We reviewed our cumulative experience (10 patients) with hyperthyroidism due to the syndrome of inappropriate secretion of TSH.
Six patients were diagnosed with TSH-secreting pituitary adenomas and four were found to have selective pituitary resistance to thyroid hormone. One patient with tumor had a TSH-secreting pituitary adenoma in the setting of multiple endocrine neoplasia syndrome.

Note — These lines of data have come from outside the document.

PR #3172, opened 2025-08-21
Njo/reorganize pos targets docs

NathanJolly:
### Background

https://github.com/shop/issues-retail/issues/17212

### Solution

This adds the targets that were missing in 2025-10-rc but extant in unstable, and it also creates documentation for the receipt block header target which was missing. it adds screenshots for a lot of target locations and reorganizes our target pages to match admin's.

### 🎩

See companion PR: https://github.com/Shopify/shopify-dev/pull/61839

### Checklist


katriciab (approved):
Counting 31, all targets covered from targetDefinitions.ts 👍

PR #3174, opened 2025-08-22
Enhance Cart API for Selling Plan Support

Bruno125:
### Background

The `addLineItemSellingPlan` only required `sellingPlanId`. While that's technically enough for the operation to complete, it results in less than ideal UX given that POS has to wait for the server to sync in order to display the selected selling plan name in the cart, which can take a few seconds.

### Solution

Require the 1P/3P app to send the selling plan `id` AND `name`. That way, POS can persist both values have them at hand without having to wait for server, providing immediate feedback to user. Fetching the `name` is straightforward so it should not be complicated for apps to add this.

### Checklist

### DIFF
--- a/packages/ui-extensions/src/surfaces/point-of-sale/api/cart-api/cart-api.ts
+++ b/packages/ui-extensions/src/surfaces/point-of-sale/api/cart-api/cart-api.ts
@@ -7,6 +7,7 @@ import type {
   CustomSale,
   SetLineItemDiscountInput,
   SetLineItemPropertiesInput,
+  SetLineItemSellingPlanInput,
 } from '../../types/cart';
 
 /**
@@ -226,10 +227,9 @@ export interface CartApiContent {
   /**
    * Add a selling plan to a line item in the cart.
    *
-   * @param uuid the uuid of the line item that should receive the selling plan
-   * @param sellingPlanId the ID of the selling plan to add to the line item
+   * @param input required data to add a selling plan to the line item
    */
-  addLineItemSellingPlan(uuid: string, sellingPlanId: number): Promise<void>;
+  addLineItemSellingPlan(input: SetLineItemSellingPlanInput): Promise<void>;
 
   /**
    * Remove the selling plan from a line item in the cart.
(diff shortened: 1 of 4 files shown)


packages/ui-extensions/src/surfaces/point-of-sale/api/cart-api/cart-api.ts
```diff
@@ -226,10 +227,9 @@ export interface CartApiContent {
   /**
    * Add a selling plan to a line item in the cart.
    *
-   * @param uuid the uuid of the line item that should receive the selling plan
-   * @param sellingPlanId the ID of the selling plan to add to the line item
+   * @param input required data to add a selling plan to the line item
    */
-  addLineItemSellingPlan(uuid: string, sellingPlanId: number): Promise<void>;
+  addLineItemSellingPlan(input: SetLineItemSellingPlanInput): Promise<void>;
```
Bruno125, line 232: This pattern of `SetLineItem[   ]Input` is used in a few other methods in this same file.

packages/ui-extensions/src/surfaces/point-of-sale/types/cart.ts
```diff
@@ -69,14 +69,15 @@ export interface SellingPlan {
...
-  digest: string;
+  digest?: string;
   /**
-   * The interval of the selling plan. i.e. "every 2 weeks"
+   * The delivery frequency, it can be either: day, week, month or year.
    */
   deliveryInterval?: string;
   /**
-   * The interval count of the selling plan. i.e. "2"
+   * The number of intervals between deliveries.
```
Bruno125, line 80: Updating the descriptions to match the description from Checkout GQL schema

aaronschubert0 (approved):
Looks good!

Bruno125:
@jiricrispeyn merging to start testing out the integration with the updated API. Happy to revisit this PR is you have feedback when you're back

jiricrispeyn:
I am not 100% sold on expanded the extensibility methods params purely for UX needs to be completely honest.

As a partner, I'd find it odd (and prone to errors) to require both the id AND name.

Isn't there an alternative approach where we can match the `uuid` with state we have locally available on POS to get the name before the server roundtrip?

PR #3175, opened 2025-08-25
[Customer accounts] Update navigation api

oluwatimio:
### Background

Fixes https://github.com/shop/issues-checkout/issues/6646

Also review https://github.com/Shopify/shopify-dev/pull/61983

### Solution

1. Updated the types aligning with the TAG (except committed and intercept since these are not implemented yet, we will do so in a follow up)
2. Updated the global, adding navigation api to it. No more full page specific api
3. Removed comments from a lot of the full page docs
4. Removed globals we are not using as recommended by @vividviolet 

### 🎩

1. Try this ui-extension version for your extension 
2. ```"@shopify/ui-extensions": "https://registry.npmjs.org/@shopify/ui-extensions/-/ui-extensions-0.0.0-snapshot-20250826195219.tgz"```
3. Now do `navigation.` in your extension the global navigation types should be available

Screenshot 2025-08-26 at 1 59 25 PM

4. Also try the shopify global navigation type (it should not be there anymore although it still works for now)

Screenshot 2025-08-26 at 2 27 33 PM

Screenshot 2025-08-26 at 2 38 17 PM

### Checklist


packages/ui-extensions/src/surfaces/customer-account/globals.ts
vividviolet, line 1: This file is out of date - the shopify global is typed by target

packages/ui-extensions/src/surfaces/customer-account/globals.ts
```diff
@@ -1,3 +1,4 @@
+import {FullExtensionNavigation} from './api';
 import type {ExtensionTargets} from './extension-targets';
 
 export interface ShopifyGlobal {
```
vividviolet, line 4: There's should be no `reload` any more unless you're keeping it around

packages/ui-extensions/src/surfaces/customer-account/globals.ts
```diff
@@ -13,4 +14,5 @@ declare global {
   // eslint-disable-next-line @typescript-eslint/ban-ts-comment
   // @ts-ignore
   const shopify: ShopifyGlobal;
```
vividviolet: Let's remove this

packages/ui-extensions/buildTargetDts.ts
```diff
@@ -81,6 +81,24 @@ export type GlobalThis = typeof globalThis & {
...
 
+  if (surface === 'customer-account') {
+    template = `import type {ExtensionTargets} from '../extension-targets';
+import {ExtensionNavigation} from '../api';
+type Target = ExtensionTargets[${name}];
+export type Api = Target['api'];
+export type Output = Target['output'];
+export type Navigation = ExtensionNavigation<${name}>;
+
+export type GlobalThis = typeof globalThis & {
```
vividviolet: Can you remove this from the templates? It's not used because it doesn't work properly

packages/ui-extensions/buildTargetDts.ts
```diff
@@ -81,6 +81,24 @@ export type GlobalThis = typeof globalThis & {
...
+  shopify: Api;
+}\n
+
+declare global {
```
vividviolet: Instead of re-declaring can you try adding this at the top?
```
import('../globals');
```

oluwatimio: So I noticed that in globals.ts I dont have the target to be able to do something like `ExtensionNavigation<${name}>`. 

ExtensionNavigation is different based on the target.

packages/ui-extensions/buildTargetDts.ts
oluwatimio: Will do!

packages/ui-extensions/src/surfaces/customer-account/globals.ts
oluwatimio: Hmm unsure if we are using this, cc @robin-drexler do you know if we are using reload?

packages/ui-extensions/buildTargetDts.ts
oluwatimio: Talked to @vividviolet about this looks like guidance for globals is for them to not be target specific (e.g navigation). For functions or getters that dont apply to specific targets we could decide to not do anything on the host for those targets.

packages/ui-extensions/src/surfaces/customer-account/globals.ts
robin-drexler: we never had `reload` in the api, right? 🤔

vividviolet: I think this was a super old api from when each surface had its own package and we were using a different implementation for hot reload. It likely was accidentally copied over. For example: https://github.com/Shopify/admin-ui-extensions/blob/1072577bbc658e0fbf43156a0d066b3a275210e9/packages/admin-ui-extensions-run/src/server/hot-client.ts#L16

packages/ui-extensions/src/surfaces/customer-account/api/standard-api/standard-api.ts
```diff
@@ -236,29 +240,26 @@ export interface NavigationCurrentEntryChangeEvent {
...
    */
   from: NavigationHistoryEntry;
 }
 
-export interface StandardExtensionNavigation {
+export interface Navigation {
   /**
    * The navigate() method navigates to a specific URL, updating any provided state in the history entries list.
    */
   navigate: NavigateFunction;
```
oluwatimio, line 252: We still return => void in NavigateFuncton for customer accounts. We havent implemented commited or intercept yet, this should come later

packages/ui-extensions/docs/surfaces/customer-account/reference/apis/navigation.doc.ts
```diff
@@ -20,19 +19,8 @@ const data: ReferenceEntityTemplateSchema = {
       title: 'Navigation',
       description:
         'Navigation API for all extensions. [Refer to supported protocols](/docs/api/customer-account-ui-extensions/unstable#custom-protocols)',
-      type: 'StandardExtensionNavigation',
+      type: 'Navigation',
     },
-    {
```
oluwatimio, line 25: Its a global now, no more standard & full page navigation

packages/ui-extensions/src/surfaces/customer-account/globals.ts
```diff
@@ -9,8 +10,5 @@ export interface ShopifyGlobal {
 }
 
 declare global {
-  // conflicts with build/ts/globals.d.ts
-  // eslint-disable-next-line @typescript-eslint/ban-ts-comment
-  // @ts-ignore
-  const shopify: ShopifyGlobal;
```
oluwatimio, line 15: Was told this was not being used by @vividviolet so removed it on our end

oluwatimio: The shopify global is typed per target, this is added by the CLI not through here

packages/ui-extensions/docs/surfaces/customer-account/reference/apis/navigation.doc.ts
```diff
@@ -47,55 +29,7 @@ const data: ReferenceEntityTemplateSchema = {
...
-  //             title: 'React',
-  //           },
-  //         ],
-  //       },
-  //     },
-  //   ],
-  // },
-  related: [
-    {
-      name: 'StandardApi',
```
oluwatimio, line 93: There's no more standard api docs, this goes to 404 in production so I am just removing this from here

packages/ui-extensions/buildTargetDts.ts
```diff
@@ -72,14 +72,20 @@ function createInitialTargetDefinition({
   const directory = join(buildPath, `ts/surfaces/${surface}/targets`);
   const targetPath = join(directory, fileName);
 
-  const template = `import type {ExtensionTargets} from '../extension-targets';
+  let template = `import type {ExtensionTargets} from '../extension-targets';
```
vividviolet: Does this work? In the future I think each surface should have its own globals and we could always import it but for now we can tie it to customer-account only.

```ts
  const template = `import type {ExtensionTargets} from '../extension-targets';
type Target = ExtensionTargets[${name}];
export type Api = Target['api'];
export type Output = Target['output'];
${
  surface === 'customer-account'
    ? `import '../globals';\n`
    : ''
}
\n`;
```

oluwatimio: Let me try that! 🤞🏽 that should be much nicer

oluwatimio: Updated!

vividviolet (commented):
Looks good. Could you create a snapshot and test it out to make sure things are working as expected? Once it's published you could use the tarball url directly to avoid any local npm caches. Like this
```json
"@shopify/ui-extensions": "https://registry.npmjs.org/@shopify/ui-extensions/-/ui-extensions-0.0.0-snapshot-20250826175324.tgz"
```

oluwatimio:
> ```json
> 0.0.0-snapshot-20250826195219
> ```

Thanks @vividviolet I did not realize we can bypass the cache! It works perfectly

Screenshot 2025-08-26 at 4 03 06 PM

vividviolet (approved):

packages/ui-extensions/buildTargetDts.ts
```diff
@@ -73,13 +73,11 @@ function createInitialTargetDefinition({
   const targetPath = join(directory, fileName);
 
   const template = `import type {ExtensionTargets} from '../extension-targets';
+  ${surface === 'customer-account' ? `import '../globals';\n` : ''}
```
robin-drexler, line 76: are we the only surface with global APIs?

robin-drexler (approved):

andrewmcgov (approved):
Working in my local extension! No errors when using navigation directly: 

Screenshot 2025-08-27 at 9 29 08 AM


And now seeing the error when using `shopify.navigation`: 

Screenshot 2025-08-27 at 9 29 34 AM

packages/ui-extensions/buildTargetDts.ts
vividviolet: We could update to do a check before attempting to import the global. I think most surfaces will have globals eventually

oluwatimio: yeah we are the only ones for now, once other surfaces implement their globals they can remove this check and import `../globals` too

In all patients with tumor, hyperthyroidism was successfully treated with transsphenoidal adenomectomy with or without pituitary radiotherapy. All four patients with pituitary resistance had thyroid ablation or resection prior to their correct diagnosis. Therefore, therapy for this group of patients involved thyroid hormone replacement and efforts to suppress TSH hypersecretion. All 10 patients have done well clinically, with follow-up ranging from 2 weeks to 13 years.
Adequate treatment exists for the two primary causes of TSH hypersecretion. TSH-secreting pituitary adenomas are treated with surgery and, if necessary, adjuvant pituitary radiotherapy. The results are generally good if the tumor is diagnosed and treated at an early stage. Primary therapy for hyperthyroidism due to selective pituitary resistance to thyroid hormone is aimed at suppression of pituitary TSH hypersecretion. The evaluation of any patient with hyperthyroidism must be thorough and, in some cases, should include measurement of TSH to determine the presence of inappropriate secretion. Eliminating this diagnosis will help avoid improper and potentially harmful treatment of hyperthyroid patients.
不适当促甲状腺激素(TSH)分泌综合征的特征是血清游离甲状腺素和三碘甲状腺原氨酸水平升高,同时伴有可检测到的血清TSH浓度,它仍然是一种不太常见的甲状腺功能亢进病因,但其被识别的频率正在增加。甲状腺功能亢进可能是由于垂体肿瘤性TSH分泌或垂体对甲状腺激素的选择性抵抗所致。为了更好地理解这种罕见的甲状腺功能亢进病因,我们对本机构处理该病症的经验进行了回顾性分析。
我们回顾了因TSH分泌不当综合征导致甲状腺功能亢进的累积经验(10例患者)。
6例患者被诊断为分泌TSH的垂体腺瘤,4例被发现存在垂体对甲状腺激素的选择性抵抗。1例肿瘤患者在多发性内分泌肿瘤综合征背景下患有分泌TSH的垂体腺瘤。在所有肿瘤患者中,经蝶窦腺瘤切除术联合或不联合垂体放疗成功治疗了甲状腺功能亢进。所有4例垂体抵抗患者在正确诊断之前均接受了甲状腺消融或切除术。因此,该组患者的治疗包括甲状腺激素替代以及抑制TSH分泌过多的措施。所有10例患者临床情况良好,随访时间从2周至13年不等。
对于TSH分泌过多的两种主要病因均有充分的治疗方法。分泌TSH的垂体腺瘤采用手术治疗,必要时辅以垂体放疗。如果肿瘤在早期被诊断和治疗,结果通常良好。因垂体对甲状腺激素选择性抵抗导致的甲状腺功能亢进的主要治疗方法旨在抑制垂体TSH分泌过多。对任何甲状腺功能亢进患者的评估都必须全面,在某些情况下,应包括测定TSH以确定是否存在不适当分泌。排除该诊断有助于避免对甲状腺功能亢进患者进行不适当且可能有害的治疗。